The occurrence, bioaccumulation and risk assessment of lipophilic pharmaceutically active compounds (LPhACs), such as antibiotics (roxithromycin, erythromycin and ketoconazole), anti-inflammatories (ibuprofen and diclofenac), β-blockers (propranolol), antiepileptics (carbamazepine) and steroid hormones (17α-ethinylestradiol), were investigated in the downstream rivers of sewage treatment plants in Nanjing, China. The results indicate that these LPhACs were widely detected in the surface water and fish samples, with the mean concentrations of the total LPhACs (ΣLPhACs) being in the range of 15.4 and 384.5 ng/L and 3.0 and 128.4 ng/g (wet weight), respectively. The bioaccumulation of the ΣLPhACs in wild fish tissues was generally in the order the liver > brain > gill > muscle. Among the target LPhACs, however, an interspecies difference in tissue distribution was evident for erythromycin. The bioaccumulation factors of LPhACs in the liver and brain, the two major targeted storage sites for toxicants, exhibited an obvious negative correlation with the aquatic concentrations (P < 0.05). Finally, risk quotients posed by pharmaceuticals were assessed by comprehensive and comparative methods for different aquatic organisms (algae, daphnids and fish). The overall relative order of susceptibility was estimated to be algae > daphnids > fish. However, the results indicate that diclofenac, ibuprofen and 17α-ethinylestradiol each posed chronic risks for high trophic level organisms (fish). In all of the risk assessments, erythromycin was found to be the most harmful for the most sensitive algae group. In this work, however, the total BAF and toxicological interactions of pharmaceuticals were not performed due to the lack of metabolite information and combined toxicity data, which represents a major hindrance to the effective risk assessment of pharmaceuticals.

Introduction

The occurrence and fate of pharmaceutically active compounds (PhACs) in the aquatic environment has been recognized as one of the emerging issues in environmental chemistry (Heberer, 2002). From 2003 to 2011, the production of PhAC ingredients in China has doubled, and in 2011, approximately two million tons of PhACs were produced (Liu and Wong, 2013). Once used, PhACs are released into natural aquatic systems via different routes, such as wastewater effluent discharge, pharmaceutical effluent, agricultural runoff, or the improper disposal of unused drugs (Bu et al., 2013, Phillips et al., 2010). However, effluents from sewage treatment plants (STPs) have become the primary contributor of PhAC pollution in urban rivers because of the incomplete elimination of PhACs in STP facilities and an increasing population (Peng et al., 2008, Valdés et al., 2014). PhACs were found in surface water bodies with concentrations below the μg/L threshold for most of the reviewed cases in China (Liu and Wong, 2013).
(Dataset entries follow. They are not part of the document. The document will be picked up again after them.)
PR #637, opened 2017-08-15
safe the tinymce html in show view

jenlindner:
safe_output

### DIFF
--- a/app/views/hyrax/base/_abstract.erb
+++ b/app/views/hyrax/base/_abstract.erb
@@ -1,2 +1,2 @@
 <h2>Abstract</h2>
-<p><%= presenter.abstract_with_embargo_check %></p>
+<p><%= sanitize presenter.abstract_with_embargo_check %></p>
--- a/app/views/hyrax/base/_table_of_contents.erb
+++ b/app/views/hyrax/base/_table_of_contents.erb
@@ -1,2 +1,2 @@
 <h2>Table of Contents</h2>
-<p><%= presenter.toc_with_embargo_check %></p>
+<p><%= sanitize presenter.toc_with_embargo_check %></p>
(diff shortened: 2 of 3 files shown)


app/views/hyrax/base/_abstract.erb
```diff
@@ -1,2 +1,2 @@
 <h2>Abstract</h2>
-<p><%= presenter.abstract_with_embargo_check %></p>
+<p><%= presenter.abstract_with_embargo_check.html_safe %></p>
```
val99erie: Can you explain why it's necessary to mark it as `html_safe`?  Is it displaying improperly?  This is user-entered data, so if we mark is as `html_safe` we are leaving an opening for malicious data.

val99erie: Maybe try something like this:

1. In the spec, instead of `Literature from the US`, have the user input something like `Literature from the US <script>alert("attack!");</script>`

2. If you must call `html_safe` to get it to display properly, call `sanitize` first.  See this:
https://stackoverflow.com/questions/19773837/is-it-safe-to-permit-user-add-content-using-tiny-mce/26486006#26486006

jenlindner: Yes, because it was displaying all the html tags used to format the content, in the show view. Bess noticed. 

I checked how Hyrax currently handles this and it's with html_safe in views, mostly: https://github.com/samvera/hyrax/search?utf8=%E2%9C%93&q=html_safe&type=

I'll look at sanitize

jenlindner: @val99erie, did you not look at the show view when you did this ticket?

val99erie: Ah I see, Hyrax uses `safe_join` before it calls `html_safe`, so that's how they keep it secure.  Ok looks good.

Issue #648, opened 2017-08-17
Remove save buttons from application


shanitajohn:
**ACCEPTANCE**
OPTION 1
- [ ] Change the save button to take me to the next tab - i.e. change the text to "Proceed" and have the button link to the anchor for the first item on the next tab

OPTION 2
- [ ] Remove the button and put highly visible text at the bottom of the form that says something similar to "Please proceed to the next Tab to continue the submission process"

COMMON TO BOTH OPTIONS
- [ ] Add the same behavior at the bottom of all tabs (except for the last one)

val99erie:
Note: There are some feature specs that currently use those buttons.  We'll have to figure out a different way to make those work.

PR #678, opened 2017-08-21
hiding save buttons with css

jenlindner:
@bess @little9 this PR hides one of the save buttons rather than removing it only because the create review spec (the most complete test of the create feature) can't pass without it. I tried for a better solution all day with no reliable success, and while this is no one's first choice for a solution, it will work.

### DIFF
--- a/app/assets/stylesheets/etd.scss
+++ b/app/assets/stylesheets/etd.scss
@@ -99,6 +99,17 @@ ul.admin-sidebar {
   height: inherit;
 }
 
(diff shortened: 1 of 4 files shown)


bess:
@jenlindner This looks fine to me, and I tried it out locally and it works great. I'm going to merge this, but take a look at the ticket; it might have been updated since you first started working on this. (https://github.com/curationexperts/laevigata/issues/648) Mark would like some indication to the user that they should continue to the next tab.

PR #698, opened 2017-08-22
Update legacy search message and add it to top of search results screen.

bess:
Per request from @shanitajohn


fpici:
Hi Shanita. I got your message from Tiffany about text for the etd-legacy text and placement. Here is our SCO suggested text: "During our current ETD migration process, some ETD records may only be available on our legacy ETD site.  Please visit legacy-etd.library.emory.edu if you cannot find the ETD you are looking for on this new site."

I also have an idea for placement BUT I will leave that entirely up to y'all :-)  see screenshot

bess:
Updated to match @fpici 's text.

PR #758, opened 2017-09-13
Sanitize verbose ms word document formatting pasted into abstract and…

### LINKED ISSUE #756: Students receiving unknown error upon submission
Per @fpici: 
I have had two students complain about submission errors in ETDs, one today and one yesterday. The common complaint is that each student can go through the entire process with all green checks satisfied and then they when they hit Submit, they get this error page (see screenshot from student) which blows out all of their work.

bess:
… table of contents fields

Fixes #756


bess:
Requested change from @mark-dce : Expand list of allowed html elements to include all the tiny mce tags we've enabled. Use the fixture object that @jenlindner made, which lists all the valid ones.

PR #790, opened 2017-11-16
Email notifications

### LINKED ISSUE #534: System should send notifications via email
**Update description here to articulate current strategy**

Notifications for embargoes and workflow triggers should be sent via email as well as site notifications). We have a couple of options. My preference would be to route all notifications through gmail using `sendemail`. I will investigate whether this can be done with an emory no-reply address. If we can't make it work, we could run a mail server on the web server.
ACCEPTANCE:
- [ ] all notifications should be sent via email unless the user has no email address
- [ ] notifications should have a "sent from" address like `no-reply@etd.library.emory.edu`

bess:
Fixes #534


config/environments/test.rb
```diff
@@ -1,4 +1,11 @@
 Rails.application.configure do
+  config.registrar_data = ::Rails.root.join('spec', 'fixtures', 'registrar_sample.json')
+  # Where to write ProQuest export packages
+  config.proquest_export_directory = ::Rails.root.join('spec', 'fixtures', 'proquest', 'exports')
```
val99erie: If the specs are going to write files, can you put them under 'tmp' instead of under 'spec/fixtures'?

spec/mailers/previews/proquest_mailer_preview.rb
```diff
@@ -0,0 +1,8 @@
+# Preview all emails at http://localhost:3000/rails/mailers/proquest_mailer
+class ProquestMailerPreview < ActionMailer::Preview
+  let(:etd1) { FactoryGirl.create(:sample_data) }
+  let(:etd2) { FactoryGirl.create(:sample_data) }
+  def file_transfer_preview
+    ProquestMailer.file_transfer([etd1.id, etd2.id])
+  end
```
val99erie: Do you intend to add specs to this file, or should it be deleted?

bess:
I'm going to break this into pieces.

PR #798, opened 2017-11-20
Loosen restrictions for capistrano version

bess:
I'm tired of tripping on this every time there's a minor capistrano update


jenlindner:
Heh. Super cool

PR #804, opened 2017-11-27
Start moving all environment variables to dotenv

### LINKED ISSUE #802: Use dotenv for email config
- [ ] production.rb should be in version control and should reference ENV variables

bess:
Closes #802

### DIFF
--- a/dotenv.sample
+++ b/dotenv.sample
@@ -1,6 +1,6 @@
 # Copy this file to .env.development or .env.production and populate with appropriate values
 export ACTION_MAILER_HOST=localhost
-export HYRAX_HOST=**YOUR DATA HERE**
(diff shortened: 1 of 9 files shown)


dotenv.sample
```diff
@@ -0,0 +1,7 @@
+# Copy this file to .env.development or .env.production and populate with appropriate values
+export ACTION_MAILER_HOST=localhost
```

However, PhACs are manufactured with the intent of providing beneficial effects for human/animal health, which are not necessarily the same for organisms subjected to episodic or continual lifecycle exposure. Fishes and other organisms downstream from STP effluent outfalls are chronically exposed to the complex mixtures of synthetic and biologically active pharmaceuticals, and a number of important physiological processes, such as development, reproduction and nervous system function, may be altered in aquatic organisms (Gelsleichter and Szabo, 2013, Glassmeyer et al., 2005, Pal et al., 2010). A range of experimental investigations has been performed during recent years with the aim of describing the hazards and risks of pharmaceuticals for the aquatic environment (Santos et al., 2007, Wang et al., 2010, Yan et al., 2013). However, environmental risks from chemicals are still often assessed substance-by-substance, neglecting any interaction effects in mixtures (i.e. parent compounds, metabolites and transformation products) (Backhaus and Faust, 2012, Vasquez et al., 2014). Ignoring possible mixture effects might run the risk of underestimating the actual impacts of pharmaceuticals in the environment, depending on the number of compounds involved, their concentrations and ecotoxicological profiles (Backhaus and Karlsson, 2014).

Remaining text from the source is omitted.